Selling and marketing costs decreased $15,000, or 4.2%, for the three months ended September 30, 2009 when compared to the same period in 2008. For the nine months ended September 30, 2009, selling and marketing costs decreased $154,000, or 13.4%, when compared to the same period in 2008. Of the decrease for the three months ended September 30, 2009, the AutoData Systems Division had a decrease of $2,000, or 5.4%, and the Production Monitoring Division had a decrease of $13,000, or 4.0%. Of the decrease for the nine months ended September 30, 2009, the Production Monitoring Division had a decrease of $123,000, or 12.1%, and the AutoData Systems Division had a decrease of $31,000, or 23.7%. For the three months ended September 30, 2009, the decrease in the AutoData Systems Division expenses was due to a decrease in sales commissions and advertising. The decrease in the Production Monitoring Division was due to a decrease in advertising, travel expenses, and sales representative commissions, offset by an increase in contractor personnel. For the nine months ended September 30, 2009, decreases in sales representative commissions, advertising, travel, and tradeshow, offset by an increase in contract personnel expenses, are the predominant expenses that decreased in the Production Monitoring Division based on discretionary cost reductions and a decline in sales. Marketing efforts are continuing to be directed to our core industries and to industries that are receiving funds in connection with the federal economic stimulus package. The decrease in selling and marketing costs in the AutoData Systems Division was due to decreased wages due to a reduction in staff, sales commissions, and advertising.

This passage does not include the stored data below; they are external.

PR #1804, opened 2020-01-17
Peg clock value to whisper timestamp

cammellos:
This commit pegs the clock value to max +120 seconds from the whisper
timestamp.
In this way we avoid having a client increase arbitrarily the chat clock value.

Validating that the clock value is not too much in the past would be useful, but currently that would break `datasync` (depending on the range), as `datasync` re-transmit the original message in a new whisper message, so it's a case where the difference between the two is ok, but it also means that we are exposed to malicious insertion of messages in the past (there's no way to know if a message has been genuinely re-transmitted by datasync or the user maliciously inserted a message in the history).

One  way to mitigate this is to have a UX solution, whereby those messages are for example marked and displayed with a warning.


protocol/chat.go
```diff
@@ -207,39 +207,39 @@ func oneToOneChatID(publicKey *ecdsa.PublicKey) string {
 	return types.EncodeHex(crypto.FromECDSAPub(publicKey))
 }
 
-func OneToOneFromPublicKey(pk *ecdsa.PublicKey) *Chat {
+func OneToOneFromPublicKey(pk *ecdsa.PublicKey, timesource clockValueTimesource) *Chat {
```
adambabik: This is a public method so for the convenience `clockValueTimesource` should be also public.

protocol/message_validator.go
```diff
@@ -2,17 +2,52 @@ package protocol
 
 import (
 	"errors"
+	"math/big"
 	"strconv"
 	"strings"
 
 	"github.com/status-im/status-go/protocol/protobuf"
+	"github.com/status-im/status-go/protocol/v1"
```
adambabik, line 9: We are in `github.com/status-im/status-go/protocol`. This is not needed.

protocol/message_validator.go
```diff
@@ -2,17 +2,52 @@ package protocol
...
+const maxWhisperDriftMs uint64 = 120000
+
+func validateClockValue(clock uint64, whisperTimestamp uint64) error {
+	if clock == 0 {
 		return errors.New("clock can't be 0")
 	}
 
+	c := new(big.Int).SetUint64(clock)
+	w := new(big.Int).SetUint64(whisperTimestamp)
+	result := new(big.Int).Sub(c, w)
```
adambabik: If we only subtract lower from higher, we should never overflow and we wouldn't need to use `big.Int`, right?

protocol/message_validator.go
```diff
@@ -2,17 +2,52 @@ package protocol
...
+
+	return nil
+}
+
+func ValidateMembershipUpdateMessage(message *protocol.MembershipUpdateMessage, timeNowMs uint64) error {
+
+	for _, e := range message.Events {
+		// We only compare in one direction for membership update as they are relayed
+		// without the original whisper timestamp
+		if e.ClockValue > timeNowMs && e.ClockValue-timeNowMs > maxWhisperDriftMs {
```
adambabik:
```suggestion
		if err := validateClockValue(e.ClockValue, timeNowMs); err != nil {
```

protocol/messenger.go
```diff
@@ -1307,7 +1304,7 @@ func (m *Messenger) SendChatMessage(ctx context.Context, message *Message) (*Mes
 		return nil, errors.New("Chat not found")
 	}
 
-	err := extendMessageFromChat(message, chat, &m.identity.PublicKey)
+	err := extendMessageFromChat(message, chat, &m.identity.PublicKey, m.transport)
```
adambabik: I would recommend to have a getter on `Messenger`:
```suggestion
	err := extendMessageFromChat(message, chat, &m.identity.PublicKey, m.getTimeSource())
```
so that when the implementation changes, you will only need to change it in one place, `getTimeSource` method. It looks odd that we pass `transport` to `extendMessageFromChat` which is a helper.

protocol/message_validator.go
cammellos: How do I import `MembershipUpdateMessage` otherwise? I tried removing it, but without it wont' compile, is there another way? (in `messenger.go` we import I  believe)

cammellos:
@adambabik addressed feedback, 

I actually had to change validating that the clock value is not too much in the past as that would break datasync, an explanation is above.

Thanks!

protocol/message_validator_test.go
```diff
@@ -72,13 +87,15 @@ func (s *MessageValidatorSuite) TestValidateRequestAddressForTransaction() {
 
 func (s *MessageValidatorSuite) TestValidatePlainTextMessage() {
 	testCases := []struct {
-		Name    string
-		Valid   bool
-		Message protobuf.ChatMessage
+		Name             string
+		WhisperTimestamp uint64
+		Valid            bool
```
pedropombeiro, line 92: I know this is not directly related to this PR (other than the fact that this PR added more error types), but instead of true/false, should we compare with the actual expected error message?

pedropombeiro (approved):

protocol/message_validator_test.go
cammellos: I don't mind either approaches, basically `false` here is to say: `This is not to be validated anymore`, while `Error` means that it can be retried. Probably not in this PR, but you think matching the errors explicitly is a better way? If so I can push the change in a separate PR.
thanks!

protocol/message_validator.go
adambabik: Ah sorry. It is needed. I though I deleted this comment...

protocol/transport/whisper/whisper_service.go
```diff
@@ -360,6 +361,10 @@ func (a *WhisperServiceTransport) Track(identifiers [][]byte, hash []byte, newMe
 	}
 }
 
+func (a *WhisperServiceTransport) GetCurrentTime() uint64 {
```
adambabik, line 365: Let's add a comment or a unit test that makes sure it returns unix timestamp in milliseconds.

adambabik (approved):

General and administrative costs increased $5,000, or 1.9%, for the three months ended September 30, 2009 compared to the same period in 2008. For the nine months ended September 30, 2009, general and administrative costs decreased $28,000, or 3.2%, when compared to the same period in 2008. Of the increase for the three months ended September 30, 2009, the Production Monitoring Division contributed an increase of $3,000, or 1.2%, and the AutoData Systems Division had an increase of $2,000, or 13.3%. The decrease for the nine months ended September 30, 2009 was due to a decrease in costs of $29,000, or 3.5%, from the Production Monitoring Division, offset by an increase in the AutoData Systems Division of $1,000, or 1.8%. For the three months ended September 30, 2009, the increase in general and administrative expenses from the Production Monitoring Division was due to increases in employee benefits, doubtful account write-offs, stock handling fees, and legal and professional fees (due to IRS mandatory employee benefit plan document restatements), offset by a decrease in computer supplies and maintenance. The increase in stock handling fees was due to such fees now being allocated evenly over each quarter in 2009, whereas all such fees had been expensed in the first quarter of 2008. The increase in the AutoData Systems Division was due to such an increase in stock handling fees. For the nine months ended September 30, 2009, the decrease in general and administrative expenses from the Production Monitoring Division was due to decreases in computer supplies and maintenance, charitable contributions, and stock handling fees, offset by increases in employee benefits, doubtful account writeoffs, and legal and professional fees. The increase in the AutoData Systems Division was due to last years adjustment for the decline in the allowance for doubtful accounts, offset by a decrease in computer supplies and maintenance.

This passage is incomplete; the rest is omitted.